▸ **Exercise details**:
Which lines of the entries below hold the word "explicit"? Report each of them.

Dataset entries
┌──

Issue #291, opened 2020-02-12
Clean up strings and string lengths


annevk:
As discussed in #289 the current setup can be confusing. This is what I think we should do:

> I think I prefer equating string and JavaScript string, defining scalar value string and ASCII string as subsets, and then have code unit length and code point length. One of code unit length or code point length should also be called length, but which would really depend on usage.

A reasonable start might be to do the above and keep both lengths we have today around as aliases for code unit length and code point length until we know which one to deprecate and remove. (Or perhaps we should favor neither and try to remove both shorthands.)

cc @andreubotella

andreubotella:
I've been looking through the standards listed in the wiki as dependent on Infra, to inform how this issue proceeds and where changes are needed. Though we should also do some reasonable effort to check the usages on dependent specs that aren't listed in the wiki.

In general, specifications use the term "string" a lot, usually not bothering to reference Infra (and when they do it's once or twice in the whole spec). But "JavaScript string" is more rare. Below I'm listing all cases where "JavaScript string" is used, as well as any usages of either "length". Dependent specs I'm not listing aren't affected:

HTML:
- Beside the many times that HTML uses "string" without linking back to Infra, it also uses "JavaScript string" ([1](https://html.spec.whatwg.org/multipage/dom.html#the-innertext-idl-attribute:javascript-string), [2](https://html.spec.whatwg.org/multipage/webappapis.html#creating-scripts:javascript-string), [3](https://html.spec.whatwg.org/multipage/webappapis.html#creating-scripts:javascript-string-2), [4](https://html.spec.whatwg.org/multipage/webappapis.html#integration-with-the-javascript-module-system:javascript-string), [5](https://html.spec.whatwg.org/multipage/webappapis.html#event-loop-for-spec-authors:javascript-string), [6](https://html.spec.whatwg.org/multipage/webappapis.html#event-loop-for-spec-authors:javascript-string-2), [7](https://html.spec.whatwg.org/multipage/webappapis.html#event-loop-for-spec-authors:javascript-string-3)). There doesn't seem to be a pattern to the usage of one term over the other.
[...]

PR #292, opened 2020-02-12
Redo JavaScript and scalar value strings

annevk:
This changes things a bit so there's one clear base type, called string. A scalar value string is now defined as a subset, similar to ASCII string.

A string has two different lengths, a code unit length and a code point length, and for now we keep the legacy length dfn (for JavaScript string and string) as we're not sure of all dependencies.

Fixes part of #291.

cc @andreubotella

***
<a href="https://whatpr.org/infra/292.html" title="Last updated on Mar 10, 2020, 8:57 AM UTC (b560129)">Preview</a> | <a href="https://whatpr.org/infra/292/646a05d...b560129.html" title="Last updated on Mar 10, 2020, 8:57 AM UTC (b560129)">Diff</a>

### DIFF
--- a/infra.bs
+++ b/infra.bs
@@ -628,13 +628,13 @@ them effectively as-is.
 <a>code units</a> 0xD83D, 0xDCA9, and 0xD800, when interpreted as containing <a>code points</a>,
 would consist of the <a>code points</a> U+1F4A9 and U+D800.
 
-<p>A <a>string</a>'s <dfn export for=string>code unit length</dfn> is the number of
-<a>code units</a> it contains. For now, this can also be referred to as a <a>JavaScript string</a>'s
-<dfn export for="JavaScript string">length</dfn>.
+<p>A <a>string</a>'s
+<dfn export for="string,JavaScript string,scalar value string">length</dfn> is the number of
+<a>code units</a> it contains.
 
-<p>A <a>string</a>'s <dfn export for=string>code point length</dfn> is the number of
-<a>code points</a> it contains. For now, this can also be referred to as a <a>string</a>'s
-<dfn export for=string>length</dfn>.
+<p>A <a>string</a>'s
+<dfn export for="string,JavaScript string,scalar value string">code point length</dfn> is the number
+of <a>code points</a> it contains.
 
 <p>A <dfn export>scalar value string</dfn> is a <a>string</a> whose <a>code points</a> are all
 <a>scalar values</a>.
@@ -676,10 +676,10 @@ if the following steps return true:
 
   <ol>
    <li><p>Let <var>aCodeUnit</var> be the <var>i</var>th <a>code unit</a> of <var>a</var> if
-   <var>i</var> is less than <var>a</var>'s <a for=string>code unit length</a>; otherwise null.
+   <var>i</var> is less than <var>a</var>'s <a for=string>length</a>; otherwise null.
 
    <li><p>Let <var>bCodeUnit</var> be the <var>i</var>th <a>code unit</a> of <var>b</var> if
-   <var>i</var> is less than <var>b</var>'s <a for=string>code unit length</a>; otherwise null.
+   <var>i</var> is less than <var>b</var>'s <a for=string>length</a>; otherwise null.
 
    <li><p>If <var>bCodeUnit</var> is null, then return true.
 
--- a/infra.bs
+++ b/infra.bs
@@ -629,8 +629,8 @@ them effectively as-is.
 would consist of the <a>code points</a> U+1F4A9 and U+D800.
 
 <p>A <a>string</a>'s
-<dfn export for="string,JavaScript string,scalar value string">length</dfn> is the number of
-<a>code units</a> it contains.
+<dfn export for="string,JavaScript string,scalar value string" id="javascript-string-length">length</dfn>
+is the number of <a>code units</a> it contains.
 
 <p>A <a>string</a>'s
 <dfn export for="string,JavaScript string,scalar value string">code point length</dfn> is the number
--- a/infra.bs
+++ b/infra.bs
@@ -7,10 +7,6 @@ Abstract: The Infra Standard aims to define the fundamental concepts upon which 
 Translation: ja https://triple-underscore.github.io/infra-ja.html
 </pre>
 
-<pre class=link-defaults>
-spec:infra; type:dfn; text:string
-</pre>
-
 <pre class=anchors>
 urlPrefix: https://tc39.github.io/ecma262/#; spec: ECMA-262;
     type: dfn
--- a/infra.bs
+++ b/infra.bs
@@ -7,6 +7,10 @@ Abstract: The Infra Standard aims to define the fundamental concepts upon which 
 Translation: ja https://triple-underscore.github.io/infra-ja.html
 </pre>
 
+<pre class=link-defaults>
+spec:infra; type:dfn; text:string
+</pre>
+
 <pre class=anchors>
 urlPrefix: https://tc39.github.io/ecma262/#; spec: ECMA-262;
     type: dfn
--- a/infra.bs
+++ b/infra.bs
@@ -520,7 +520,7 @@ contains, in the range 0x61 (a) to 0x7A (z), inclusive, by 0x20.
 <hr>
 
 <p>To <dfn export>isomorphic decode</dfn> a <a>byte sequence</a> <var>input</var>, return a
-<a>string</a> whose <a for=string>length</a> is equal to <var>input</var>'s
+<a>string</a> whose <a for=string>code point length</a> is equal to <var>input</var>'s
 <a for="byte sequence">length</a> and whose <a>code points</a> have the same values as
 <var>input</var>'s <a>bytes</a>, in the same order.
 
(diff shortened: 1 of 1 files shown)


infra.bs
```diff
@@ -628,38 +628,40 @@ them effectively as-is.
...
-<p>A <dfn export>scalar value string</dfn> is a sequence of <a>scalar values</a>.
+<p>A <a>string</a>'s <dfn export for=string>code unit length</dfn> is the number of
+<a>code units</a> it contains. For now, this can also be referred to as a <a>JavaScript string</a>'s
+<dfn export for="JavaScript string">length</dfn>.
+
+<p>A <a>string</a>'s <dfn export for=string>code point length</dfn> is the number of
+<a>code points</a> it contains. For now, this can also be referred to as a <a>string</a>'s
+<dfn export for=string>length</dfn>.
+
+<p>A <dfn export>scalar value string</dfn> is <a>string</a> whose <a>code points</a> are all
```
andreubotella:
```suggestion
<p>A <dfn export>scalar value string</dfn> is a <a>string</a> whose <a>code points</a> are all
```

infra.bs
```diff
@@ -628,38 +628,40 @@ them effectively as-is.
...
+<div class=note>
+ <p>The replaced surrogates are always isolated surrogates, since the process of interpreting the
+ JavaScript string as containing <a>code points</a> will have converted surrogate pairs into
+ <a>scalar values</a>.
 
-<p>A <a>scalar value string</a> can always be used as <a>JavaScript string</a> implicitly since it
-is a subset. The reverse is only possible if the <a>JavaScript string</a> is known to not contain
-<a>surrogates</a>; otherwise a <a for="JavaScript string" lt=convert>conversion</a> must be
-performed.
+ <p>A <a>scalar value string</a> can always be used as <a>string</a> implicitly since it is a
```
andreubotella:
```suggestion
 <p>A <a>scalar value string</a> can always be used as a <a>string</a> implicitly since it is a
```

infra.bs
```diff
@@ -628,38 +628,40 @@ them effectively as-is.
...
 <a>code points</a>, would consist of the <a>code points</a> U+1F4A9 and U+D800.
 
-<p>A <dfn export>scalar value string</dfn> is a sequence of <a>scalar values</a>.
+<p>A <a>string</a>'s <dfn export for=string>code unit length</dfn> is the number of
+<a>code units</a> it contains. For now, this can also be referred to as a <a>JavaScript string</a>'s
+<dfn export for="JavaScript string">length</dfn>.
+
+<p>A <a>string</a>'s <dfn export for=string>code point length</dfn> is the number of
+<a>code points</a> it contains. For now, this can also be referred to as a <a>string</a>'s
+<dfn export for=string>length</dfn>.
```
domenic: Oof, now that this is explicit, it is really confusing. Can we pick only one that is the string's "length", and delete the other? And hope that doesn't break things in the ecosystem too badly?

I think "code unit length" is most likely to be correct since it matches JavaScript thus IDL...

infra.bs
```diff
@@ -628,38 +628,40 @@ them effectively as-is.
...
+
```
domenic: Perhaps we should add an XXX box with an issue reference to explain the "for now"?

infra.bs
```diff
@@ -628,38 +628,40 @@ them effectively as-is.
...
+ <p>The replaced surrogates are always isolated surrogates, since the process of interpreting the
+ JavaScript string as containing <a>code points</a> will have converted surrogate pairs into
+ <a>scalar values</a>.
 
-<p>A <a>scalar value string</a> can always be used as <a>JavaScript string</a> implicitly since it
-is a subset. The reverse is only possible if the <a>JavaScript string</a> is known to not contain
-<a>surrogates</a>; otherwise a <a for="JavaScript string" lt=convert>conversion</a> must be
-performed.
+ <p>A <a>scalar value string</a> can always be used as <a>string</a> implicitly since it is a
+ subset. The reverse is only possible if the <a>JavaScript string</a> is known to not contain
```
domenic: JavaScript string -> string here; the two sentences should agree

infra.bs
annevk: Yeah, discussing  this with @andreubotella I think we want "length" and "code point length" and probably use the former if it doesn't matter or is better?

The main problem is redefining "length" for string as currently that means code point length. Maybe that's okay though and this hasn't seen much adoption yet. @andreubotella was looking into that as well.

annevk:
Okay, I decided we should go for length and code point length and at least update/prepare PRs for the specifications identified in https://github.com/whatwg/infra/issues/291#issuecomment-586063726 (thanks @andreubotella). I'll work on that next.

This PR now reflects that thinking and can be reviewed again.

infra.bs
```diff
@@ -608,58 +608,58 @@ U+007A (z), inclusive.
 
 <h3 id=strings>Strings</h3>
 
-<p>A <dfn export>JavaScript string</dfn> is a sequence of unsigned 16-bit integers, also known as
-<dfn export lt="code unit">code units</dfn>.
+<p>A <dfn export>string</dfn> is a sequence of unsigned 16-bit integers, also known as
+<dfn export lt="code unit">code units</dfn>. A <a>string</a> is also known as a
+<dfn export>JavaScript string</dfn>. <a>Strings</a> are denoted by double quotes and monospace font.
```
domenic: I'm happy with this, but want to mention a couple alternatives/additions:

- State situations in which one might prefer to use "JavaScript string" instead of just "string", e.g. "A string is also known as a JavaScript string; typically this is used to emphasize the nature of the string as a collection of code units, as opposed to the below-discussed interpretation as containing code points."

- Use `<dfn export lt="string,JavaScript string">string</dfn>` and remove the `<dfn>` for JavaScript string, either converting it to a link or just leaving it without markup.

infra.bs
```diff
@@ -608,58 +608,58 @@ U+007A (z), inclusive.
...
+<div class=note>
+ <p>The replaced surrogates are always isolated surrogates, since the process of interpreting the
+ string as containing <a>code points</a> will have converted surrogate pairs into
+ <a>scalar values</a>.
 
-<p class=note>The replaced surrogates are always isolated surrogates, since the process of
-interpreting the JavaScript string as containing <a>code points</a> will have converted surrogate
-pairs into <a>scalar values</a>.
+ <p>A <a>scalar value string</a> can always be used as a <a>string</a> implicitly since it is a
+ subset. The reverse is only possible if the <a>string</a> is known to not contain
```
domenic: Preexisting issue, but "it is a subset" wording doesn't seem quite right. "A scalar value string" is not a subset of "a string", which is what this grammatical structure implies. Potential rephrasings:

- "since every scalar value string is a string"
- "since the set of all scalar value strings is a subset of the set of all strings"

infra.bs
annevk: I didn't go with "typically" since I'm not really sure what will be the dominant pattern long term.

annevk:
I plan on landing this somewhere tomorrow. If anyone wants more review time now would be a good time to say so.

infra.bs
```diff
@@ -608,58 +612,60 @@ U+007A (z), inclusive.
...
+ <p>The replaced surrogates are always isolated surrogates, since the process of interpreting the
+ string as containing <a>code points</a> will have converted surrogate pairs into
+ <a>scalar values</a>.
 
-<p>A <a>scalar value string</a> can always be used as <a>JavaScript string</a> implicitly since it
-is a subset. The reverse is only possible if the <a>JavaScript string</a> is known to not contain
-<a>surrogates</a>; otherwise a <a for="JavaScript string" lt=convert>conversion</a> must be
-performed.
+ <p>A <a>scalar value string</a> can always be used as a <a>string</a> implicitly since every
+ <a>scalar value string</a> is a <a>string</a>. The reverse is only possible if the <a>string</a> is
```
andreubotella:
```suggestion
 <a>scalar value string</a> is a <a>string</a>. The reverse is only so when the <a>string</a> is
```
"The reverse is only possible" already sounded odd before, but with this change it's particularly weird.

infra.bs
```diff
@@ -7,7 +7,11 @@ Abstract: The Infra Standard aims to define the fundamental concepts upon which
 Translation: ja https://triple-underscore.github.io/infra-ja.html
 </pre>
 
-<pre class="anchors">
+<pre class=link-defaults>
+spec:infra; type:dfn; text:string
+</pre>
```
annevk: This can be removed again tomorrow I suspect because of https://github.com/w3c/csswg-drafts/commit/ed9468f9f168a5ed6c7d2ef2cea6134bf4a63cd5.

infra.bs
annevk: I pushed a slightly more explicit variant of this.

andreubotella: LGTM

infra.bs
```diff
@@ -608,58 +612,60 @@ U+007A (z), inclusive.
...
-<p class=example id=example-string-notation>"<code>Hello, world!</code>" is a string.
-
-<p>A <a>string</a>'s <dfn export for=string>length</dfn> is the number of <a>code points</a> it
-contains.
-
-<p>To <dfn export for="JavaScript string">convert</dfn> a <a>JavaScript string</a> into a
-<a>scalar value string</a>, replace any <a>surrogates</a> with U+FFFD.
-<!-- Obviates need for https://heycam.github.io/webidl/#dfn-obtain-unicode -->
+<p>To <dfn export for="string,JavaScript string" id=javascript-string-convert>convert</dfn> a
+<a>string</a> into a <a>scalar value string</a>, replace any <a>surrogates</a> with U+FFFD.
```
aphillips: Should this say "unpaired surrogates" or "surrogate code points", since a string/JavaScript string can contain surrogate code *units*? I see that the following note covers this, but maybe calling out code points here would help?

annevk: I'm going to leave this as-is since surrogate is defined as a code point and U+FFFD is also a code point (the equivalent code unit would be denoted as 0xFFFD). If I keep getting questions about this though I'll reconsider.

└──

▸ **Task solution**:
domenic: Oof, now that this is explicit, it is really confusing. Can we pick only one that is the string's "length", and delete the other? And hope that doesn't break things in the ecosystem too badly?
annevk: I pushed a slightly more explicit variant of this.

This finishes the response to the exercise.